(Collection entries)
PR #4717, opened 2021-11-01
Pakon2543 patch 2

Pakon2543:


bk2204:
Hey,

I don't think this is helpful since it doesn't seem to add anything on top of our existing workflows and the description doesn't tell us why we'd want this.  As a result, I'm going to close it.

Issue #4324, opened 2020-11-30
git clone with specified user in url doesn't work as expected


howardlyliao:
**Describe the bug**
For git command we can specified user in url.  Ex: git clone "http://mtk10145@xxxxxx:8080/Git-Test"
But for git-lfs, if netrc file has multiple lines with same machine but different login.
git-lfs would always use the first line with the same machine it finds in .netrc.
If the account in the first line doesn't have the permission. 
It which would cause authentication fail.

In our environment we have different login with different permissions for the same machine(gerrit).
Thus this issue is critical for us.

**To Reproduce**
1.create a netrc file ~/.netrc with a fake_acc as the account without permission at the first line:
machine myHost login fake_acc password FakePassword
machine myHost login howard password RealPassword

2.clone a git-lfs repo:
git clone http://howard@myHost:8080/test_lfs1

3.It will ask to type password due to authentication failed:
Cloning into 'test_lfs1'...
remote: Counting objects: 3, done
remote: Finding sources: 100% (3/3)
remote: Total 178 (delta 45), reused 177 (delta 45)
Receiving objects: 100% (178/178), 16.64 KiB | 8.32 MiB/s, done.
Resolving deltas: 100% (45/45), done.
Password for 'http://howard@myHost:8080':

4.However if we marked the first line of ~/.netrc, it would clone properly:
#machine myHost login fake_acc password FakePassword
machine myHost login howard password RealPassword

$git clone http://howard@myHost:8080/test_lfs1
Cloning into 'test_lfs1'...
remote: Counting objects: 3, done
remote: Finding sources: 100% (3/3)
remote: Total 178 (delta 45), reused 177 (delta 45)
Receiving objects: 100% (178/178), 16.64 KiB | 16.64 MiB/s, done.
Resolving deltas: 100% (45/45), done.

**Output of `git lfs env`**
git-lfs/2.11.0 (GitHub; linux amd64; go 1.14.1)
git version 2.18.0

LocalWorkingDir=
LocalGitDir=
LocalGitStorageDir=
LocalMediaDir=lfs/objects
LocalReferenceDirs=
TempDir=lfs/tmp
ConcurrentTransfers=8
TusTransfers=false
BasicTransfersOnly=false
SkipDownloadErrors=false
FetchRecentAlways=false
FetchRecentRefsDays=7
FetchRecentCommitsDays=0
FetchRecentRefsIncludeRemotes=true
PruneOffsetDays=3
[...]

PR #4726, opened 2021-11-04
netrc: consider same machine may have different login names

howardlyliao:
This is related change for solving #4324


bk2204 (approved):
Hey,

Thanks for the patch.  I agree this looks like the right way forward.

PR #4728, opened 2021-11-08
Add support for ARM64 Debian packages

### LINKED ISSUE #4546: Publish arm64 linux packages to packagecloud
**Describe the issue**
I can't install recent git-lfs via package on arm64

(I assume same for s390x and ppc would be good to get those sorted too)

**System environment**
The version of your operating system, plus any relevant information about platform or configuration (e.g., container or CI usage, Cygwin, WSL, or non-Basic authentication).  If relevant, include the output of `git config -l` as a code block.

macOs big sur 11.4
M1 mac
arm64

**Output of `git lfs env`**
The output of running `git lfs env` as a code block.
not relevant

**Additional context**
I've tested on the debian:buster-slim and centos:8.3.2011 images and cannot find the corresponding package.

```
docker run -it debian:buster-slim bash
apt install -y curl
curl -s https://packagecloud.io/install/repositories/github/git-lfs/script.deb.sh | bash
apt-cache showpkg git-lfs
```

If I run on an amd64 machine all works fine

Work around for docker:

```dockerfile
ARG TARGETARCH
ARG GIT_LFS_VERSION=2.13.3

# required for multi-arch support, revert to package cloud after:
# https://github.com/git-lfs/git-lfs/issues/4546
RUN GIT_LFS_ARCHIVE="git-lfs-linux-${TARGETARCH}-v${GIT_LFS_VERSION}.tar.gz" \
    GIT_LFS_RELEASE_URL="https://github.com/git-lfs/git-lfs/releases/download/v${GIT_LFS_VERSION}/${GIT_LFS_ARCHIVE}"\
    set -x; curl --quiet --fail --location --show-error --output "/tmp/${GIT_LFS_ARCHIVE}" "${GIT_LFS_RELEASE_URL}" && \
    mkdir -p /tmp/git-lfs && \
    tar xzvf "/tmp/${GIT_LFS_ARCHIVE}" -C /tmp/git-lfs && \
    bash -x /tmp/git-lfs/install.sh && \
    rm -rf /tmp/git-lfs*
```

bk2204:
Users have recently requested packages for arm64, which is an increasingly popular architecture.  In addition, it is the architecture used on newer Macs and some Windows systems, which may commonly run Linux VMs or WSL.

However, GitHub Actions does not support arm64 natively, so we must build in emulation.  This is extraordinarily slow, so we'll build only for the latest Debian release.  All Debian-based images use our Debian images, and Debian is by far the most portable mainstream Linux distribution in terms of architecture support, so the cost to add additional architectures should be extremely minimal.  Users who would like versions for older releases may build their own packages with our tooling.

Build these packages in both CI and for releases.

Fixes #4546

### DIFF
--- a/.github/workflows/release.yml
+++ b/.github/workflows/release.yml
@@ -122,3 +122,30 @@ jobs:
     - run: '[ -z "${GITHUB_REF%%refs/tags/*-pre*}" ] || ./script/packagecloud.rb'
       env:
         PACKAGECLOUD_TOKEN: ${{secrets.PACKAGECLOUD_TOKEN}}
+  build-docker-cross:
+    name: Build Cross Linux packages
+    runs-on: ubuntu-20.04
+    strategy:
+      matrix:
+        arch: [arm64]
+        container: [debian_11]
+    - uses: actions/checkout@v1
+    - uses: actions/setup-ruby@v1
+    - run: |
+        echo '{"experimental": true}' | sudo tee /etc/docker/daemon.json
+        sudo systemctl restart docker.service
+        docker version -f '{{.Server.Experimental}}'
+    - uses: docker/setup-qemu-action@v1
+    - run: git clone https://github.com/git-lfs/build-dockers.git "$HOME/build-dockers"
+    - run: (cd "$HOME/build-dockers" && ./build_dockers.bsh --arch=$ARCH $CONTAINER)
+      env:
+        ARCH: ${{matrix.arch}}
+        CONTAINER: ${{matrix.container}}
+    - run: DOCKER_AUTOPULL=0 ./docker/run_dockers.bsh --prune --arch=$ARCH $CONTAINER
+      env:
+        ARCH: ${{matrix.arch}}
+        CONTAINER: ${{matrix.container}}
+    # If this is a pre-release tag, don't upload anything to packagecloud.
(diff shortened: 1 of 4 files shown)


.github/workflows/release.yml
```diff
@@ -122,3 +122,28 @@ jobs:
...
       env:
         PACKAGECLOUD_TOKEN: ${{secrets.PACKAGECLOUD_TOKEN}}
+  build-docker-cross:
+    name: Build Cross Linux packages
+    runs-on: ubuntu-20.04
+    strategy:
+      matrix:
+        arch: [arm64]
+        container: [debian_11]
+    - run: |
```
chrisd8088, line 132: I notice there two lines in the `build-docker` workflows from both this file and  `ci.yaml`, and also in the new `build-docker-cross` workflow in `ci.yaml`, which aren't present here:
```yaml
    - uses: actions/checkout@v1
    - uses: actions/setup-ruby@v1
```
Are these needed everywhere, or might they dropped everywhere, or is this workflow unique in some way in not needing them?

chrisd8088 (approved):
One question but otherwise LGTM!

.github/workflows/release.yml
bk2204: Oh, no we definitely need those.  Good catch.

PR #4741, opened 2021-11-16
ssh: avoid using -- where possible

### LINKED ISSUE #4733: SSH invalid argument error with TeamCity since 3.x
**Describe the issue**
I imagine you want to class this as TeamCity's fault instead of a regression in Git LFS, but it's more discoverable here, and possibly you want to restore compatibility, so I'm posting this here anyway.

When using TeamCity for CI, if it's configured to do agent-side checkout (a requirement for Git LFS support) and a key's been set in the VCS root settings, at least in the 2017 version (I don't have access to anything up-to-date, so I can't verify whether anything's been changed), it applies the key by directing Git to use a temporary batch file as its SSH command, which presumably adds the necessary arguments and forwards the command to the real SSH.

Git LFS 2.x would call SHH with commands of the form `ssh arg arg arg`, whereas 3.x calls it as `ssh -- arg arg arg` (i.e. with `--`). It appears TeamCity's shim doesn't support this, as the following error is emitted:

```
Error downloading object: path (short hash): Smudge error: Error downloading path (long hash): batch request: Invalid arguments [--, git@github.com, git-lfs-authenticate org/repo.git download]: exit status 1
```

Or, in the `GIT_TRACE` file:
```
12:08:50.384288 trace git-lfs: run_command: C:\buildAgentData\temp\git-ssh-3502009113789195714.bat -- git@github.com git-lfs-authenticate org/repo.git download
12:08:50.384860 trace git-lfs: exec: C:\buildAgentData\temp\git-ssh-3502009113789195714.bat '--' 'git@github.com' 'git-lfs-authenticate org/repo.git download'
12:08:50.515545 trace git-lfs: ssh: git@github.com failed, error: exit status 1, message: Invalid arguments [--, git@github.com, git-lfs-authenticate org/repo.git download] (try: 0/6)
```

Comparing `GIT_TRACE` output between this and the same command from the last working version shows the command given to the SSH shim batch file is identical except for the absence of the `--`.

This isn't another case of #4672 as there's no leading slash in the org name.

It's definitely the shim batch file that's triggering the problem as running the same commands as TeamCity does, but manually, allows the checkout to work and the normal SSH command is used instead of the batch file

**System environment**
Windows Server 2019 Datacenter version 1809 build 17763.2237
Git called via TeamCity Enterprise 2017.2.2 (build 50909) with the agent process running as a service.
Git for Windows 2.33.1.windows.1
Git LFS 3.0.1

**Output of `git lfs env`**
This is likely inaccurate as I can't run this in the same context as Git runs when things break and I expect that some environment variables are different.
```
git-lfs/3.0.1 (GitHub; windows amd64; go 1.17.1)
git version 2.33.1.windows.1

Endpoint=https://github.com/org/repo.git/info/lfs (auth=none)
  SSH=git@github.com:org/repo.git
LocalWorkingDir=C:\buildAgentData\work\c43e8748fe05225d\repo
LocalGitDir=C:\buildAgentData\work\c43e8748fe05225d\repo\.git
LocalGitStorageDir=C:\buildAgentData\work\c43e8748fe05225d\repo\.git
LocalMediaDir=C:\buildAgentData\work\c43e8748fe05225d\repo\.git\lfs\objects
LocalReferenceDirs=
TempDir=C:\buildAgentData\work\c43e8748fe05225d\repo\.git\lfs\tmp
ConcurrentTransfers=8
TusTransfers=false
BasicTransfersOnly=false
SkipDownloadErrors=false
FetchRecentAlways=false
FetchRecentRefsDays=7
FetchRecentCommitsDays=0
PruneOffsetDays=3
PruneVerifyRemoteAlways=false
PruneRemoteName=origin
LfsStorageDir=C:\buildAgentData\work\c43e8748fe05225d\repo\.git\lfs
AccessDownload=none
AccessUpload=none
GIT_TRACE=C:\git-trace.log
```

**Additional context**
As mentioned right at the top, this is really TeamCity's fault for making an SSH shim that can't handle all the arguments that might be passed to SSH, not Git LFS' fault for passing SSH arguments SSH is compatible with.

bk2204:
In Git LFS version 3.0, we added support for understanding the GIT_SSH_VARIANT environment variable and its corresponding configuration option.  When we did so, we dropped the special-casing for program names and instead always used the -- setting for the default variant, "ssh". This variant represents OpenSSH, which as a program with normal POSIX option handling, supports -- just fine.

Unfortunately, not all clients do.  TeamCity's SSH client doesn't set the variant and also doesn't understand --.  We need to handle this case to prevent option injection in case someone tries to use a URL like "ssh://-oProxyCommand=exploit/", which could otherwise lead to arbitrary code execution.

However, we don't have to add this all the time, but only when the user-and-host portion starts with a dash.  The reason is that the only other place an attacker could inject an option is in the path, and the path is not a separate option by itself.  The path is always preceded by a command (either "git-lfs-authenticate" or "git-lfs-transfer" in a single option that contains the name of the command, the path, and the operation, separated by spaces.  As a result, option injection is not possible in the path since those commands don't take options.

Note that Git just dies in this case with a message like so:

  fatal: strange hostname '-oProxyCommand=exploit' blocked

Let's adopt this approach of using -- less often so that we can more gracefully deal with this case and fix some SSH clients, even if they really should learn to understand this option.

Fixes #4733

### DIFF
--- a/ssh/ssh.go
+++ b/ssh/ssh.go
@@ -173,18 +173,22 @@ func GetExeAndArgs(osEnv config.Environment, gitEnv config.Environment, meta *SS
 		args = append(args, meta.Port)
 	}
 
-	if variant == variantSSH {
-		// inserts a separator between cli -options and host/cmd commands
-		// example: $ ssh -p 12345 -- user@host.com git-lfs-authenticate ...
-		args = append(args, "--", meta.UserAndHost)
+	if sshOptPrefixRE.MatchString(meta.UserAndHost) {
+		if variant == variantSSH {
+			// inserts a separator between cli -options and host/cmd commands
+			// example: $ ssh -p 12345 -- user@host.com git-lfs-authenticate ...
+			args = append(args, "--", meta.UserAndHost)
+		} else {
+			// no prefix supported, strip leading - off host to prevent cmd like:
+			// $ git config lfs.url ssh://-proxycmd=whatever
+			// $ plink -P 12345 -proxycmd=foo git-lfs-authenticate ...
+			//
+			// Instead, it'll attempt this, and eventually return an error
+			// $ plink -P 12345 proxycmd=foo git-lfs-authenticate ...
+			args = append(args, sshOptPrefixRE.ReplaceAllString(meta.UserAndHost, ""))
+		}
 	} else {
-		// no prefix supported, strip leading - off host to prevent cmd like:
-		// $ git config lfs.url ssh://-proxycmd=whatever
-		// $ plink -P 12345 -proxycmd=foo git-lfs-authenticate ...
-		//
-		// Instead, it'll attempt this, and eventually return an error
-		// $ plink -P 12345 proxycmd=foo git-lfs-authenticate ...
-		args = append(args, sshOptPrefixRE.ReplaceAllString(meta.UserAndHost, ""))
+		args = append(args, meta.UserAndHost)
 	}
 
 	return cmd, args, needShell
--- a/ssh/ssh_test.go
+++ b/ssh/ssh_test.go
@@ -22,7 +22,6 @@ func TestSSHGetLFSExeAndArgs(t *testing.T) {
 	exe, args := ssh.GetLFSExeAndArgs(cli.OSEnv(), cli.GitEnv(), &meta, "git-lfs-authenticate", "download", false)
 	assert.Equal(t, "ssh", exe)
 	assert.Equal(t, []string{
-		"--",
 		"user@foo.com",
 		"git-lfs-authenticate user/repo download",
 	}, args)
@@ -30,7 +29,6 @@ func TestSSHGetLFSExeAndArgs(t *testing.T) {
 	exe, args = ssh.GetLFSExeAndArgs(cli.OSEnv(), cli.GitEnv(), &meta, "git-lfs-authenticate", "upload", false)
 	assert.Equal(t, "ssh", exe)
 	assert.Equal(t, []string{
-		"--",
 		"user@foo.com",
 		"git-lfs-authenticate user/repo upload",
 	}, args)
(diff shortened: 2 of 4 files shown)


chrisd8088 (changes requested):
The code changes here all look good, thank you!  It took me a while to wrap my head around what was changing, even though it's not particularly complex, mostly because I got myself mixed up about the test suite and test helper.

However, in the process of untangling myself, I did find some oddities about how the SSH arguments are processed by the test helper (I believe it can still be passed `--` in the default test case, for instance) and also that I could bork a test by setting `GIT_SSH_VARIANT`, and that when doing so one `grep` passed in an unexpected fashion.

Anyway, as a result I ended up putting together a [branch](https://github.com/chrisd8088/git-lfs/tree/dash-dash-ssh-tests) with a couple of additional commits that I think might be valuable.

If that doesn't look OK, though, the main thing I would suggest changing is just to in some way restore the handling of `--` in `t/cmd/lfs-ssh-echo.go` because it does, I believe, still get passed that end-of-options delimiter, so it should be looking for it in the default case.

bk2204:
I've looked through your comments here and they all seem sensible and reasonable.  What I've done is squashed your first commit into mine, changing the commit message slightly and adding a co-author credit, so that we don't leave my commit with nonsensical behavior uncorrected, and then cherry-picked your second commit, since that seems like it's fine as it is.

Thanks for the thorough review, and hopefully what I've done is okay with you.

chrisd8088 (approved):
All looks good to me -- thank you for making this so tidy!

chrisdjali-wrld3d:
It's been several weeks since this was merged. What kind of timeframe can we expect for it to appear in a tagged release?

chrisd8088:
We expect to do a release sometime this month (January), but of course that's always dependent on external factors (jobs, life, etc.) which may cause a delay.  But the expectation is for a release in January.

*Exercise instructions:* Using the records above, gather all lines where the string "Server" is present.

*Written answer:*
+        docker version -f '{{.Server.Experimental}}'
Windows Server 2019 Datacenter version 1809 build 17763.2237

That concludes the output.